◆ TASK BRIEF ◆
Write out, word for word, only the data from its first line to the line containing "PR #697, opened 2020-04-14".

(Beginning of RECORDS FOR PROCESSING)

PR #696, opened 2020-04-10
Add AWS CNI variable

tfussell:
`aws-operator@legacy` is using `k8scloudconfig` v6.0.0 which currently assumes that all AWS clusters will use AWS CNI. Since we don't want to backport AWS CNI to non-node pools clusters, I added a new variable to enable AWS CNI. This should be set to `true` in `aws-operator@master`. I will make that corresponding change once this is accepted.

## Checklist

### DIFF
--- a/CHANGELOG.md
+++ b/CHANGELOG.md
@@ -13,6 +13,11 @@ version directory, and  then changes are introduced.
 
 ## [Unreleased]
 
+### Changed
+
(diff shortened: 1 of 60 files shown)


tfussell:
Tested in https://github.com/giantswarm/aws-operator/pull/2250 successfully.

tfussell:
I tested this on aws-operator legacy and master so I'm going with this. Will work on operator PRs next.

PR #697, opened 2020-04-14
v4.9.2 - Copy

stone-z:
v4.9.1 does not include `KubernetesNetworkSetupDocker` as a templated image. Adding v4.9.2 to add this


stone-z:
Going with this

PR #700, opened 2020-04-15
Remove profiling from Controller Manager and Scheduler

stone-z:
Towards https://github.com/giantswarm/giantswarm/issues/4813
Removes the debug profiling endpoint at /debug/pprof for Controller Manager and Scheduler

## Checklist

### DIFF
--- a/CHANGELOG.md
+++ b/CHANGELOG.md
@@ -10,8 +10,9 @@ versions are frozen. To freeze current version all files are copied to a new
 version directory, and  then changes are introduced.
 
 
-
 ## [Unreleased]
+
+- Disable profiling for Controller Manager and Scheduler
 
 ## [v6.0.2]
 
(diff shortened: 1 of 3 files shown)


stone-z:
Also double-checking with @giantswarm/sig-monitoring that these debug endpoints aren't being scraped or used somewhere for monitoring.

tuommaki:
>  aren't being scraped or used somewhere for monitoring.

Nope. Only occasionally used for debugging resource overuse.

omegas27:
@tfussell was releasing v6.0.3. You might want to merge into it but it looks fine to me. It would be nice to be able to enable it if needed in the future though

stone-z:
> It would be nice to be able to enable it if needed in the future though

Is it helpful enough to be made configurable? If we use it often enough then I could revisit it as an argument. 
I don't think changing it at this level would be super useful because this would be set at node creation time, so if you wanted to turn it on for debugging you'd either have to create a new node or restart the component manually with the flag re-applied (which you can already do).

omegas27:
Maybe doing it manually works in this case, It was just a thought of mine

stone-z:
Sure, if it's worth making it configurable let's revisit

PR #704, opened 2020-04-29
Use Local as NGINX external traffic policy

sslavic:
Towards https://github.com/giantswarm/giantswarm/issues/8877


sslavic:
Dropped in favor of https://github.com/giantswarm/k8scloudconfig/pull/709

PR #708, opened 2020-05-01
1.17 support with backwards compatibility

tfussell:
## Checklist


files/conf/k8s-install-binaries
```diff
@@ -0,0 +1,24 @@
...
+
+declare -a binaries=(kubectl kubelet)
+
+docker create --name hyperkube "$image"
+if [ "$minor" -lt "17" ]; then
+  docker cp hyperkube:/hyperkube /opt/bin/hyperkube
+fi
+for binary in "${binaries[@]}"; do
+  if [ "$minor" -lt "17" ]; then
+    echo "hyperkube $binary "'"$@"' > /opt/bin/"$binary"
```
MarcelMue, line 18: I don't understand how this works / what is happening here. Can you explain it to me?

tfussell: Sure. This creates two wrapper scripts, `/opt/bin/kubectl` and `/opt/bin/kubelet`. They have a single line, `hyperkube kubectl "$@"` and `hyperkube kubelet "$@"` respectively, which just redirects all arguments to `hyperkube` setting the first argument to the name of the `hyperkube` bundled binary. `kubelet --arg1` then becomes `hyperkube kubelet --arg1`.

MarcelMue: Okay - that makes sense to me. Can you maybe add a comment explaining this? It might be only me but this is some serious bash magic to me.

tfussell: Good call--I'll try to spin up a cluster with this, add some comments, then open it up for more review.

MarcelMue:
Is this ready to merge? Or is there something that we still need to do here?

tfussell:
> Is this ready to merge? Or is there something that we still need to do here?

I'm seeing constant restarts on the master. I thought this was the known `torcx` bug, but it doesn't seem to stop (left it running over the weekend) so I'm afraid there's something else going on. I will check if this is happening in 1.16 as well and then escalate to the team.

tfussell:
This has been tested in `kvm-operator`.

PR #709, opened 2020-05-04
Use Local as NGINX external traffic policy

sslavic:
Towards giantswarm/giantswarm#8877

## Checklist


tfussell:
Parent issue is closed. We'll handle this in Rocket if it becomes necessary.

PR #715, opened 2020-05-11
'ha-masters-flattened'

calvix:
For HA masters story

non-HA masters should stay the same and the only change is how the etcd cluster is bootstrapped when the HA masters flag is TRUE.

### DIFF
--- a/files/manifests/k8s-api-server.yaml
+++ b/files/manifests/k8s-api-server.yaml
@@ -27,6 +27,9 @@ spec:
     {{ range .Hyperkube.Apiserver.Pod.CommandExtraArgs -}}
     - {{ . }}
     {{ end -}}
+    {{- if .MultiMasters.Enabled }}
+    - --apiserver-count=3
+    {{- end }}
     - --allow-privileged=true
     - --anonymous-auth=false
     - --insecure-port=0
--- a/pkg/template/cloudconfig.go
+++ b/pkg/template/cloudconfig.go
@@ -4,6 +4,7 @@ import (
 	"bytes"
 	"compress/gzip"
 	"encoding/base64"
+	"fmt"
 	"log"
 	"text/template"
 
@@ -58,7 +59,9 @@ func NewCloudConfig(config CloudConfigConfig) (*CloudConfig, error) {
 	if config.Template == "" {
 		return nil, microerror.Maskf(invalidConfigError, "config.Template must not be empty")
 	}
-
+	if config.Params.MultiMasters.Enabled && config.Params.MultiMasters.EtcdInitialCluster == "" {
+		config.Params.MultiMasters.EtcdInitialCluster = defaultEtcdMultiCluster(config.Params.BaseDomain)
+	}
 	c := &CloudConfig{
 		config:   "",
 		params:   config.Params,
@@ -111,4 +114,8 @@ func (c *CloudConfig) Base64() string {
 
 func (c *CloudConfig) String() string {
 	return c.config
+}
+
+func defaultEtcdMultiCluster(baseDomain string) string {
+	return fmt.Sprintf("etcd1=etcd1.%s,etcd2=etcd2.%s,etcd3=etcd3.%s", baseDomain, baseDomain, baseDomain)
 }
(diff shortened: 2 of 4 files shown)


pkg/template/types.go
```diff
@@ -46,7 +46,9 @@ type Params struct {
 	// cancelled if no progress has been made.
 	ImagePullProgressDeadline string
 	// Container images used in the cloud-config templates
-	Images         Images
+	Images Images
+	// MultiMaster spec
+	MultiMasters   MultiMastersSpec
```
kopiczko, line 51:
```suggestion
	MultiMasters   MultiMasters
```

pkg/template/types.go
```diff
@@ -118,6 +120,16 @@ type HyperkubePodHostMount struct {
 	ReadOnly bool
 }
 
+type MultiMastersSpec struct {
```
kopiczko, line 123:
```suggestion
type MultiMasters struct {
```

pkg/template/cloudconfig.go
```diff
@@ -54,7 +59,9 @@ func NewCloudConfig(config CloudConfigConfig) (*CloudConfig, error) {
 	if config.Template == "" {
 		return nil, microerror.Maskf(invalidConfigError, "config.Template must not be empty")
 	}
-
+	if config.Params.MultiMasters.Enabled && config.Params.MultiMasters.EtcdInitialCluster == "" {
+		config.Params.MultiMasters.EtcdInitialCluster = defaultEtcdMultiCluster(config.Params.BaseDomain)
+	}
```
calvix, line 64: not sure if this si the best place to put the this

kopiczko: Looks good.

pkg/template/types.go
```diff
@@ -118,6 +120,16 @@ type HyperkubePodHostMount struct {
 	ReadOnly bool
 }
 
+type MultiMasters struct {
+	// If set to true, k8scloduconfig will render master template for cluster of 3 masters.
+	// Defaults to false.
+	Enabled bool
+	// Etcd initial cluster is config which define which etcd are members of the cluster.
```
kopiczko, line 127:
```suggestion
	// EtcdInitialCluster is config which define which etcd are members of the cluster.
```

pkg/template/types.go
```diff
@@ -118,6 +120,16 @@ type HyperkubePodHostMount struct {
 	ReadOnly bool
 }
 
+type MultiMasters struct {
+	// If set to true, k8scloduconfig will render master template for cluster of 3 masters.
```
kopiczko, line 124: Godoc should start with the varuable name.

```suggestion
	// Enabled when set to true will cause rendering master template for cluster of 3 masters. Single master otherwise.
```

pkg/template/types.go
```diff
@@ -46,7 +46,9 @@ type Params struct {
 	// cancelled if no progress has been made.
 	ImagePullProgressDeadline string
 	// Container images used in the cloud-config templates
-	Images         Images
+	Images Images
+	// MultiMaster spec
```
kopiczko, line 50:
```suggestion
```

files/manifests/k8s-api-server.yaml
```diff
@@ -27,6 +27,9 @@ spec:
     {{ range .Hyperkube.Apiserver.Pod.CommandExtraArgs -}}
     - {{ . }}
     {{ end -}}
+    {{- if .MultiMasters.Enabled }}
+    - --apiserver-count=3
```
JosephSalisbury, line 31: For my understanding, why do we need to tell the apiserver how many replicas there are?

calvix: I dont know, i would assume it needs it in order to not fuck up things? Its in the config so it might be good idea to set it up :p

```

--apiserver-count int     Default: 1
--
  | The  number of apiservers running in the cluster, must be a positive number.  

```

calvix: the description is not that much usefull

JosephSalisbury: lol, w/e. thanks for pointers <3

(End of RECORDS FOR PROCESSING)

◆ TASK RESPONSE ◆
PR #696, opened 2020-04-10
Add AWS CNI variable

tfussell:
`aws-operator@legacy` is using `k8scloudconfig` v6.0.0 which currently assumes that all AWS clusters will use AWS CNI. Since we don't want to backport AWS CNI to non-node pools clusters, I added a new variable to enable AWS CNI. This should be set to `true` in `aws-operator@master`. I will make that corresponding change once this is accepted.

## Checklist

### DIFF
--- a/CHANGELOG.md
+++ b/CHANGELOG.md
@@ -13,6 +13,11 @@ version directory, and  then changes are introduced.
 
 ## [Unreleased]
 
+### Changed
+
(diff shortened: 1 of 60 files shown)


tfussell:
Tested in https://github.com/giantswarm/aws-operator/pull/2250 successfully.

tfussell:
I tested this on aws-operator legacy and master so I'm going with this. Will work on operator PRs next.

PR #697, opened 2020-04-14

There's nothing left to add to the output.